I can not stress enough how it important it is to TAKE CARE OF YOURSELF through this process. You will be in a much better position to make rational decisions and will in turn feel good about not neglecting your own needs. You see, when you neglect your own life, AKA are codependent and or an enabler, you are helping no one. So, take a look at the information I provided below and see if it may be beneficial for you to seek some guidance. Anything helps!
Here we go-
It may be time to seek help when:
You feel ashamed of talking about the addiction and and don’t know who to talk to
You’re scared of the substance user finding out and acting out
Your family member continues to use despite your concerns
You’ve experienced family issues that you believe may have contributed to the addiction
Your physical, mental and spiritual health have been compromised
The effects of addiction aren’t limited to the substance abuser. If someone’s addiction has negatively impacted your life, it may be time to seek help.
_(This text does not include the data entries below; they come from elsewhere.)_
PR #1247, opened 2018-08-28
New style mutation for 5 more ecommerce mutations

ashkan18:
Follow up with https://github.com/artsy/exchange/pull/133 and updated 5 more mutations to new style.

# Update Note
Update your mutation responses to use 
```graphql
orderOrError {
  ... on OrderWithMutationSuccess {
    order {
      <order fields you want>
    }
  }
    error {
      description
    }
  }
}
```
instead of current
```graphql
result {
  order {
     <order fields you want>
  }
  errors 
}
```


src/schema/ecommerce/approve_order_mutation.ts
```diff
@@ -0,0 +1,80 @@
...
+                description
+              }
+            }
+          }
+        }
+      }
+    `
+    return graphql(exchangeSchema, mutation, null, context, {
+      orderId,
+    }).then(result => result.data!.ecommerce_approveOrder)
```
ds300: Before these callbacks were inspecting `result.errors` which is ignored now. Is that a potential source of protocol-level error messages that we should be propagating?

ashkan18: i _think_ that was for us to be able to read response in old format from Exchange and properly raise errors here, i think in this current case we are fine mainly since this call basically passes Exchanges response up and if there are errors it will be in the response returned from MP.

sepans: This is were I added those: https://github.com/artsy/metaphysics/pull/1209

I don't exactly remember the specific query I was running but I think it was something like confirming an order using authentication token from a wrong partner. @ashkan18 it would be great to give it a try because it seems this kind of errors bypass exchange error handling, unless that has been updated too.

Thanks @ds300 for catching it.

ashkan18: i _think_ we are good here now since this basically gets the response from exchange (either Order or an error) and returns it, before we had to see if there were errors and raise them to get MP style errors i think, but lets keep an eye on it. Im never 100% sure here :)

ds300: @alloy and I were debugging the issue described here: https://artsy.slack.com/archives/C1HH3KNJG/p1535634594000100 and discovered that these `results.errors` are indeed important. We were seeing a 401 error manifesting as a `cannot set property 'clientMutationId' of null` error because the `result.data.ecommerce_<foo>` properties are null when exchange rejected the request. So I'll make a PR to add the checks back in.

ashkan18: awesome! thanks! sorry for causing it, i guess here we'd need to check for `result.data.ecommerce_...orderOrError.error`?

ds300: That one gets propagated to the client, we'd need to check for `result.errors` here, just like it was doing before.

alloy: `result.data.ecommerce_...orderOrError.error` are user errors, other uncaught (runtime/protocol) errors thrown during execution will still go to the top-level errors.

PR #1253, opened 2018-08-30
Add totalCount to order connection …

ashkan18:
and also catch up with exchange's  new fields aka `lastApprovedAt` and `lastSubmittedAt`.


src/schema/ecommerce/types/order.ts
```diff
@@ -134,4 +136,10 @@ export const {
   edgeType: OrderEdge,
 } = connectionDefinitions({
   nodeType: OrderType,
+  connectionFields: {
+    totalCount: {
+      type: GraphQLInt,
+      resolve: ({ totalCount }) => totalCount,
```
orta: wanna humor me and see if we can remove this line?

ashkan18: looks like a very removable line... testing now.

orta:
👍

PR #1256, opened 2018-08-31
Removes the json file from the schema dumps

orta:
We used to need schema `.json` files for relay classic, but now we're on relay modern - we can just use the `.graphql` files.

This PR:

- Renames the script-y files to ts 
- Stops the JSON file from being dumped


alloy:
👍

Merge on green

PR #1259, opened 2018-08-31
Refactor the query check in the eigen queries

orta:
Moves the check for a query to where it's being used.

### DIFF
--- a/src/lib/nameOldEigenQueries.ts
+++ b/src/lib/nameOldEigenQueries.ts
@@ -3,7 +3,7 @@ import { RequestHandler } from "express"
 
 export const nameOldEigenQueries: RequestHandler = (req, _res, next) => {
   const agent = req.headers["user-agent"]
-  if (agent && agent.includes("Eigen") && req.body.query) {
+  if (req.body.query && agent && agent.includes("Eigen")) {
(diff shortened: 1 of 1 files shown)


src/lib/nameOldEigenQueries.ts
```diff
@@ -3,9 +3,9 @@ import { RequestHandler } from "express"
 
 export const nameOldEigenQueries: RequestHandler = (req, _res, next) => {
   const agent = req.headers["user-agent"]
-  if (agent && agent.includes("Eigen") && req.body.query) {
+  if (agent && agent.includes("Eigen")) {
     const { query } = req.body as { query: string }
-    if (!query.startsWith("query ")) {
+    if (query && !query.startsWith("query ")) {
```
alloy: I think this check should be the very first one in this function. There’s no need to do string contents checking on all incoming requests when we can already cut down many of them from the get go. So:

```ts
if (req.body.query && agent && agent.includes("Eigen") && req.body.query) {
  ...
}
```

alloy: It’s the little perf things that make up the whole

orta:
cool, merge on green 👍

PR #1260, opened 2018-08-31
Creates a script for running emission stored queries against instances of metaphysics

orta:
OK, so given the results of #1257 - I took a step back and wondered what other linting tools can we have that don't require putting stitching on staging. One of them is to run our production queries against different hosts of metaphysics.

This PR takes our stored queries, loops through them and calls them against an instance of MP

screen shot 2018-08-31 at 5 00 29 pm

- it handles looking up variables for a bunch of queries (I focused on root query renderers as they tend to have the complexity I'm interested in testing)
- it skips mutations
- it uses the same env var names as reaction, so you can C&P

It *does not* add to CI - that's feasible, I'm not too sure where the value lives there, but I'm open to ideas.

### DIFF
--- a/src/__tests__/runStoredQueryTests.ts
+++ b/src/__tests__/runStoredQueryTests.ts
@@ -1,0 +1,134 @@
+import { readFileSync } from "fs"
+import fetch from "lib/apis/fetch"
+import chalk from "chalk"
+const { USER_ACCESS_TOKEN: accessToken, USER_ID: userID } = process.env
+
+if (!accessToken && !userID) {
+  console.error(`
+  Cannot run queries without a user access token and user ID. You can get one by 
+  - 1. Signing in on staging.artsy.net
+  - 2. Open a dev console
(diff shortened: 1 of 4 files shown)


src/__tests__/runStoredQueryTests.ts
```diff
@@ -0,0 +1,134 @@
...
+  Dev,
+}
+
+const url = getURL(Env.Prod)
+
+const saleArtworkID =
+  "georg-jensen-beaded-slash-kugle-sterling-silver-cutlery-60"
+
+// We want to be able to run queries that require non-null variables
+// this is a map of a query name to their hard-coded variables.
```
alloy: Ah yes, so when we switch to a db for persisted queries we should also store example variables that we can use to test all these queries.

alloy: https://artsyproduct.atlassian.net/browse/PLATFORM-571

alloy:
Nice one! 👌

PR #4068, opened 2022-05-19
fix(NX-3138): add conversation to CommerceBuyOrder in stitching

tam-kis:
Solves: [NX-3138](https://artsyproduct.atlassian.net/browse/NX-3138)

Added Conversation to CommerceBuyOrder that was causing issues for the "Purchase" cta redirection in Conversations.


araujobarret (approved):
Looks good, thanks for the quick action 🍪

PR #4073, opened 2022-05-20
fix: Allow My Collection artworks without artist

olerichter00:
[Slack Thread](https://artsy.slack.com/archives/C01B2P6LJUU/p1652404071482149)

## Description

This change prevents the My Collection connection query from failing if the list of artworks contains an artwork without an artist. Since we do not validate the presence of artists, this case is to be expected.


olerichter00:
Merging this fix to move forward in Eigen.

PR #4075, opened 2022-05-20
chore: check schema drift on CI

starsirius:
Surfaced (but not directly related to) this [thread](https://artsy.slack.com/archives/C02BC3HEJ/p1652989950505809), we currently use a [git pre-commit hook](https://github.com/artsy/metaphysics/blob/21698481018fa8e3b4d7f2df0daf8d8f2d308f72/package.json#L166) to update the schema, but we don't have a corresponding check/block on CI. It's possible the hook is skipped and outdated schema lands in the main branch.

This introduces a new schema check on CI for PRs, and blocks merge when schema is not up-to-date.

Screen Shot 2022-05-20 at 10 07 11 AM

### DIFF
--- a/scripts/ensure-schema-update.sh
+++ b/scripts/ensure-schema-update.sh
@@ -1,0 +1,18 @@
+#!/bin/sh
+
+set -e
+
+RED='\033[0;31m'
+GREEN='\033[0;32m'
+NO_COLOR='\033[0m'
+
+MSG_CLEAN="\n${GREEN}Schema is up-to-date.${NO_COLOR}"
+MSG_DRIFT="\n${RED}Schema is outdated. You might want to run \`yarn dump:staging\` and commit the changes.${NO_COLOR}"
+
+yarn dump:staging
+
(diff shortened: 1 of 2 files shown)


scripts/ensure-schema-update.sh
```diff
@@ -0,0 +1,18 @@
...
+set -e
+
+RED='\033[0;31m'
+GREEN='\033[0;32m'
+NO_COLOR='\033[0m'
+
+MSG_CLEAN="\n${GREEN}Schema is up-to-date.${NO_COLOR}"
+MSG_DRIFT="\n${RED}Schema is outdated. You might want to run \`yarn dump:staging\` and commit the changes.${NO_COLOR}"
+
+yarn dump:staging
```
starsirius, line 12: Simply dump the schema and check if there is a change.

joeyAghion (approved):
This might also be an opportunity to nudge whichever contributor was pushing without the necessary hooks to update their setup.

starsirius:
Merging this and giving it a try!

PR #4080, opened 2022-05-23
feat: Switch query that powers artworks for user

jonallured:
This one relies on https://github.com/artsy/vortex/pull/461 and isn't quite complete but wanted to round out the effort by starting it so as the pieces fall into place I can work through all the things.

/cc @artsy/grow-devs


jonallured:
Ok this is ready! The key change here is that rather than calling `artistAffinities` this PR updates the logic to call `newForYouRecommendations`. This puts Vortex in the driver's seat and is now where the recs are coming from. This allowed us to implement artist-level ranking so that the results are one artwork per artist.

jonallured:
Oops, forgot to erase some of the new vortex schema that I checked in.

damassi (approved):
LGTM 👍

PR #4084, opened 2022-05-24
feat: add has market price insights flag to the artwork model

MounirDhahri:
This PR adds `hasMarketPriceInsights` to the artwork model.

Screenshot 2022-05-24 at 16 54 32


dariakoko (approved):
Thanks Mounir!
I've been working on it too, but you've been faster 😅

MrSltun (approved):
Thank you Mounir!  🙌  🌟 
but I have a question, should we do something about the schema warning above 👆 ? maybe merge the main branch and sync the schema?

MounirDhahri:
@MrSltun no, I don't think we should be doing anything about it. I actually believe we should probably delete this warning from peril and only keep it for merge PRs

By engaging in treatment focused on the family, you can make a difference in the life of the addict while improving your own well-being. Studies show that family therapy predicts higher levels of success, greater engagement and increased continuing care participation.
Benefits of family therapy include:
Helping addict seek assistance for their own problem
Helping families understand enabling behaviors vs. supportive behaviors
Increased sense of personal serenity
Addressing codependent behavior that may be hindering recovery
Learning how to practice self care when feeling powerless over actions of addict
Assisting the substance abuser to gain awareness of their own needs and behaviors
Supporting yourself and your loved ones through the recovery process
It’s important to understand that therapy can provide support for family members but also improve their loved one’s health as well. Recovery for everyone is possible. I’ve seen it happen many times. It may not work the first time, but the possibility of being free from the storm of addiction can happen. It can difficult to ask for help, but it definitely can’t hurt.